Former HOA President
DouglasK1 (Florida)
Posts: 2,046
Posted:
Are you on the board? Normally the board makes the decisions on running the HOA, such as hiring/firing the management company. Are you just trying to get comparative info to present to the board at this point? You could try contacting board members in nearby associations, but unless they have a public web site that is easily findable by search engines, that might be hard to do.

Escaped former treasurer and director of a self managed association.
JohnC46 (South Carolina)
Posts: 14,265
Posted:
DYE

Start by getting proposals from 2 other management companies.
TimB4 (Tennessee)
Posts: 21,062
Posted:
Dye,

One thing to keep in mind is that comparing associations is like comparing apples and oranges.

There may be deliquency issues (with assessments), different amenities, self managed vs. MC, strength of reserves, etc.

The best thing, in my opinion, would be to ask for the minutes of the meetings for the past year and view the financial statements made to the Board.

The amount of assessments needed are simple to calculate (for the year):

A) Determine Expenses:

1) List all expected expenses (contracts, utilities, insurance, etc.)

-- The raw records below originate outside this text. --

PR #941, opened 2022-01-19
Use atomic units for masses rather than amu

### LINKED ISSUE #940: Incorrect masses when using TBlite.
**Describe the bug**
Using tblite with the velocity verlet integrator to do simple MD calculations on a H/B/N/C/Fe system I found that the system tended to fly apart due to unexpectedly high velocities. Using to a simple Fe32 system I got the same problem.

Can be reproduced with this dftb_in.hsd

[dftb_in.hsd.txt](https://github.com/dftbplus/dftbplus/files/7893583/dftb_in.hsd.txt)

**Additional context**
By doing a little digging I found that the DFTB+ needs a.m.u masses when calculating accelerations from forces but the internal calculator for units DFTB+ uses when using TBlite is in au (I think theyre listed in common/atomicmass.F90) so the masses when using tblite are 3 orders or magnitude smaller than they should be. I get something closer to expected velocities and dynamics by modifying line 1497 in the dftbplus/initprogram.F90 file from: 

this%speciesMass(:) = getAtomicMass(this%speciesName)

to: 

this%speciesMass(:) = getAtomicMass(this%speciesName)*amu__au

I don't know what other features this will affect and more testing needs to be done to see if it actually fixes the issue. I'll also note that the masses are still off with the slko mass conversion ratio being 1822.776796 while amu__au=1822.888485 so the masses the slko and tblite use still are not the same.

awvwgk:
Fixes #940

### DIFF
--- a/CHANGELOG.rst
+++ b/CHANGELOG.rst
@@ -21,6 +21,8 @@ Changed
 Fixed
 -----
 
+- incorrect atomic mass unit for xTB calculations
+
 
 
 21.2 (2021-12-13)
--- a/app/phonons/initphonons.F90
+++ b/app/phonons/initphonons.F90
@@ -767,8 +767,8 @@ contains
       defmass = getAtomicMass(trim(geo%speciesNames(iSp)))
       call getChildValue(value, geo%speciesNames(iSp), mass, defmass,&
                &modifier=modif, child= child2)
-      speciesMass(iSp) = mass * amu__au
-      write(stdOut,*) trim(geo%speciesNames(iSp)),": ", mass, "amu", &
+      speciesMass(iSp) = mass
+      write(stdOut,*) trim(geo%speciesNames(iSp)),": ", mass/amu__au, "amu", &
             &SpeciesMass(iSp),"a.u."
     end do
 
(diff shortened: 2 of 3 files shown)


aradi:
Note, that `initphonons.F90` must also be adapted, as it also calls `getAtomicMass()`.

bhourahine:
Might also be an idea to have a look at app/modes/modes.F90 as that probably should be calling `getAtomicMass()` now.

awvwgk:
It probably could use `getAtomicMass` instead of requiring SK files, but `modes` currently doesn't use this feature

```
❯ rg getAtomicMass -w -i
src/dftbp/dftbplus/initprogram.F90
14:  use dftbp_common_atomicmass, only : getAtomicMass
1497:      this%speciesMass(:) = getAtomicMass(this%speciesName)

src/dftbp/common/atomicmass.F90
17:  public :: getAtomicMass
21:  interface getAtomicMass
24:  end interface getAtomicMass
73:    mass = getAtomicMass(symbolToNumber(symbol))

app/phonons/initphonons.F90
767:      defmass = getAtomicMass(trim(geo%speciesNames(iSp)))
```

PR #944, opened 2022-01-26
Add CM5 charges to the API

steinmig:
Changes:
 - Moved CM5 defaults from parser to CM5
 - Made update CM5 methods public
 - Added CM5 charges API call with input as argument, which allows to get the charges without specifying them in the input
 
Caveat: I am usually not programming in Fortran and it is not unlikely that I broke some design principles.
 
 ToDo:
 - [x] Correct unittest expected values
 - [x] Revert CM5 changes
 - [x] Remove input from API call
 - [x] Change Unittest inputs to ensure CM5 analysis


bhourahine:
As per devel discussion 26/01/22, revert comment about (redundant) species routine and renamed Fortran returns as per convention.

bhourahine:
Apologies, commented on wrong PR.

src/dftbp/solvation/solvparser.F90
```diff
@@ -420,7 +420,7 @@ subroutine readCM5(node, input, geo)
     real(dp) :: conv
     real(dp), allocatable :: atomicRadDefault(:)
 
-    call getChildValue(node, "Alpha", input%alpha, 2.474_dp/AA__Bohr, &
```
bhourahine, line 423: The usual convention we use is for internal code variables to be in atomic units, and this quantity is an inverse length. The original default value is a conversion is from 1/AA to 1/Bohr (the modifier on line 425 is also converting in this way if there is a user supplied value).

src/dftbp/solvation/solvparser.F90
```diff
@@ -447,7 +447,7 @@ subroutine readCM5(node, input, geo)
     end if
     input%atomicRad(:) = input%atomicRad * conv
 
-    call getChildValue(node, "Cutoff", input%rCutoff, 30.0_dp, &
```
bhourahine, line 450: Is there a reason for removing the default of 30 Bohr?

steinmig: I didn't remove it, I moved the default definition from here within the parser to the definition of `TCM5Input` in `cm5.f90`, since this allows to construct the cm5 input with defaults without parsing a file and it made sense to me in a general sense, but I saw that you have many defaults in the parser so I don't know how you would want to handle that.

Alternatively one would need to duplicate the defaults in the cm5 construction, which I tried to avoid, since it is an invitation for diverging code in the future. 

Previously the cm5 model could not be constructed without parsing something (due to these defaults). I implemented that so the API call does not fail, if the input is missing the CM5 keyword

src/dftbp/solvation/solvparser.F90
steinmig: As with the `rCutoff`, I simply moved this value. I guess if you think this could introduce a unit error in the future if someone changes the default in cm5.f90, we could change it here already :shrug:

awvwgk: We don't want mixed initialization, the input data is defined completely in the parser, this way we have a single source of truth. Adding part of the default values to the derived type would scatter the initialization. Generally, for input data types the parser is place where they are initialized completely, while for container types the `*_init` routine contains all initialization logic.

steinmig: Hmm, I thought the CM5 logic is relatively close to the logic of the Born model, where the defaults are also defined in a separate type and passed to the parser.

If you want to avoid this for the CM5, I can revert the logic in the parser and cm5 and simply throw an error if the API method is called with a missing CM5 input

awvwgk: So far DFTB+ does not allow to alter the setup easily from the API, since most logic is embedded in the parser. It would be practical to have the possibility to create and attach containers after the fact to the DFTB+ instance to get additional properties from the API. This requires them to be easy to construct without the parser and self-contained that they needn't be present in the actual calculation (or actually impact the outcome of the calculation).

steinmig: I guess that's what I changed the CM5 to^^

Anyway I don't require to have the case of the missing input covered by DFTB+ for my application since my call already ensures it, so I don't mind either way

awvwgk: I don't know how reliable it is to reparse the input and rerun from an API call (might drop some data or perform redundant calculation, but haven't checked). The property you are aiming for is rather cheap compared to a full DFTB calculation.

Also, to get the reparsing and rerunning a lot of code duplication is required, scattering the additional initializations in the code base makes it more difficult to change the CM5 routines in the future.

src/dftbp/api/mm/capi.F90
```diff
@@ -482,6 +484,43 @@ subroutine c_DftbPlus_getGrossCharges(handler, atomCharges)&
 
   end subroutine c_DftbPlus_getGrossCharges
 
+  !> Obtain CM5 charges
+  subroutine c_DftbPlus_getCM5Charges(handler, inputHandler, atomCharges)&
+      & bind(C, name='dftbp_get_cm5_charges')
```
aradi, line 489: As others noted (thanks!), this is something we should discuss in detail as it breaks the logic of the current API. The current logic is to build the input structure (from file or in Fortran also via API), use it to initialize the DFTB+ calculator, and then destroy it. 

Miguel (@steinmig), is there any reason, why we can not expect the consumer of our API to set up the need (and the parameters) for the CM5 charges already in the input? Is there any scenario you can think about, where the possibility of an "on-the-fly" decisions after the initialization is really needed?

src/dftbp/solvation/solvparser.F90
aradi: I absolutely agree here (see also my other comment): We are currently not well prepared for a reparsing of the input...

src/dftbp/solvation/solvparser.F90
aradi: I'd like to add additionally, that IMO this is not valid Fortran. :wink:  You are passing the same actual argument for two different dummy arguments, one them being `intent(out)`, the other being `intent(in)`. The compiler could in theory reset/nullify the `intent(out)` at entry at the subroutine, but that would change the value of your `intent(in)` argument, where you passed the same variable.
If we really wanted this (in order to ensure, that you use the default value stored in the default initialization of the derived type) you would have to do:
```
call getChildValue(node, "Cutoff", input%rCutoff, (input%rCutoff), &
```
which would create an expression (a copy) for the `intent(in)` argument.
But I personally would also opt for the more explicit original initialization here, I think, that is less error-prone.

aradi (commented):
We should probably indeed have a short discussion about the strategy to follow (see comments below). I'd vote for keeping the original API logic. However, we would then have to allow for a graceful fail, when CM5 charges are requested through the API from a calculator, which was initialized without the appropriate CM5 charge options in the input.

src/dftbp/solvation/solvparser.F90
steinmig: Ah tricky Fortran being tricky^^

Thanks for pointing it out

src/dftbp/api/mm/capi.F90
steinmig: @aradi Sorry I forgot to write here again, this is finished from my side

awvwgk (approved):
Looks good to me now.

src/dftbp/dftbplus/mainapi.F90
```diff
@@ -183,6 +183,39 @@ subroutine getGrossCharges(env, main, atomCharges)
...
+
+    call recalcGeometry(env, main)
+    if (.not. allocated(main%cm5Cont%cm5)) then
+      call error("CM5 could not be calculated.")
+    end if
+    atomCharges(:) = sum(main%q0(:, :, 1) - main%qOutput(:, :, 1), dim=1) + main%cm5Cont%cm5
+
+    !> Pass to the charges of the excited state if relevant
+    if (main%isLinResp) then
+      atomCharges(:) = atomCharges(:) + main%dQAtomEx(:)
```
aradi, line 214: I am wondering, why you add `main%dQAtomEx` here?

steinmig: That's a copy/paste mistake from the gross_atom_charges API call. Are there CM5 charges for the exited state available or should we just omit this?

bhourahine: Not at the moment (but as they are additive, should be simple to implement).

bhourahine:
@steinmig @aradi who want to resolve the couple of conflicts against main, and anything left to do before merging?

aradi:
@bhourahine I'll have a look at it.

steinmig:
@bhourahine @aradi I just resolved the conflicts with main, but I fear I won't have time in the next 2 weeks to add the excited state support

aradi:
@steinmig Thanks! (I've pushed a commit with some whitespace corrections). As for the excited states charges: Aren't they already covered by the current implementation? As the CM5 correction is purely geometry dependent, there is nothing extra to do for the excited state charges. Or do I overlook something?

PR #946, opened 2022-01-26
Handle JSON Fortran dependency in mctc-lib

awvwgk:
- disable JSON Fortran dependency if mctc-lib is included as subproject
- JSON Fortran is only needed for IO interface, which is not used in DFTB+


bhourahine (approved):
LGTM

2) Estimate (based on past history) the amount needed for admin costs, legal fees, miscellaneous items, bank fees, financial reviews, etc.

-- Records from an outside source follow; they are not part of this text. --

PR #947, opened 2022-01-26
Gamma point periodic range separation

bhourahine:
Manual rebase of #702 on current main branch.

Not fully tested and needs further development in later PRs (check for cell size, supercell evaluation of exchange if needed, stress tensor, use with Casida routines, ...).

- [x] gamma point expressions
- [x] documentation
- [ ] test forces
- [ ] regression tests (including those checked against #702 )

### DIFF
--- a/doc/dftb+/manual/dftbp.tex
+++ b/doc/dftb+/manual/dftbp.tex
@@ -4300,8 +4300,14 @@ has the following option:
       \is{Thresholded} block.
     \end{description}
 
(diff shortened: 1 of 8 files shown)


vanderhe:
Thanks for splitting the PR, I'll check the forces against [calcderivs](https://github.com/dftbplus/dftbplus/blob/main/utils/numcheck/calcderivs) (probably next week).

PR #950, opened 2022-02-02
Forces gamma rs

bhourahine:
Central cell shifting to evaluate gamma point forces for range separation in periodic geometries


bhourahine:
Based on #947 so includes it.

vanderhe:
Seems to improve agreement of analytical/numerical forces, at least for my test cases, by about one order of magnitude, i.e. ~5e-03a.u. (#947) vs. ~3e-04a.u. (#950).

PR #952, opened 2022-02-03
Fix minNeighDist to minNeighDist2 for neighbours

inseonglee:
Current code compares neigh%neighDist2 and minNeighDist.

### DIFF
--- a/src/dftbp/dftb/periodic.F90
+++ b/src/dftbp/dftb/periodic.F90
@@ -563,7 +563,7 @@ contains
     ! check for atoms on top of each other
     do iAtom1 = 1, nAtom
       do nn1 = 1, neigh%nNeighbour(iAtom1)
-        if (neigh%neighDist2(nn1, iAtom1) < minNeighDist) then
+        if (neigh%neighDist2(nn1, iAtom1) < minNeighDist2) then
           iAtom2 = img2CentCell(neigh%iNeighbour(nn1, iAtom1))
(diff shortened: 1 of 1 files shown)


CHANGELOG.rst
```diff
@@ -23,6 +23,8 @@ Fixed
 
 - incorrect atomic mass unit for xTB calculations
 
+- Check of minimum distances from neighbours
+
```
aradi, line 27: I'd suggest not to mention this in the change log, as the change is basically invisible for the users. (The only thing they would see, that they have to put the atoms even closer as so far, in order to trigger an error message from DFTB+).

aradi (approved):
Thx! I am fine with the PR, just see the one comment about the change log.

CHANGELOG.rst
inseonglee: @aradi I removed the change log.

inseonglee: This bug exists in version 21.1 and 21.2 (I did not check the version 20.2).

CHANGELOG.rst
```diff
@@ -24,7 +24,6 @@ Fixed
 - incorrect atomic mass unit for xTB calculations
 
 
-
```
bhourahine, line 27: Could you add the blank line back here and then squash the commits in this branch down to a single change?

CHANGELOG.rst
bhourahine: The bug probably has been here for 10+ years. It will trigger for atoms at < 0.01 Bohr separation, so probably never manifested in real systems.

inseonglee:
I reset and repush single commit.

3) Determine (based on the reserve study) how much should be placed into the reserves each year.

4) Estimate (based on the reserve study) the costs of any expected maintenance or repairs that will be done this year.

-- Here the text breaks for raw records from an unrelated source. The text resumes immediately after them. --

PR #955, opened 2022-02-09
Allocate linresp input only on demand

### LINKED ISSUE #945: Inconsistent option "EigenvectorsAsText = No" in dftb_pin.hsd
**Describe the bug**
The contents of the file "dftb_pin.hsd" seem to change, even though the original file "dftb_in.hsd" stays the same.
Specifically, the option "EigenvectorsAsText = No" seems to sometimes appear in "dftb_pin.hsd", and sometimes not.

**To Reproduce**
1) Download the stable source from https://dftbplus.org/download/dftb-stable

B) Determine all income other than assessments:

1) Estimate (based on past history) the amount of interest the Association may earn on your bank accounts (or don't count the interest at all if it's a small amount)

2) Estimate (based on past history) the amount of other income the Association may receive for things like Disclosure packages, etc. (don't include monetary penalties for violations, as you should never plan that violations will occur).

3) Determine (based on reserve study) the amount of money that will be transferred from the reserves to pay for the expected maintenance or repairs of capital components.

C) Calculate Assessments:

Add together the items under A (total expenses)
Add together the items under B (total income less assessments)
Subtract total income from total expenses.
The answer is the amount of assessments needed for the year

Divide the amount of assessments needed by number of lots/units to determine annual assessment
AllisonD (Florida)
Posts: 449
Posted:
Quote:
Posted By DyeA on 08/06/2015 8:32 AM
I am new to all of this so I definitely need some education. We have our annual meeting this September 26th and I am looking at changing our HOA Company. A few of us are finding that association dues have increased dramatically yet services are being cut. How would I go about gathering information on other Associations in terms of their dues and services provided? Would any one be able to speak about this?

Without knowing what kinds of development and amenities you have, are you thinking that the management company is mis-managing the property in terms of wasteful spending, lack of planning and other related reasons? Or is it that you think they are just charging too much for the services that remain?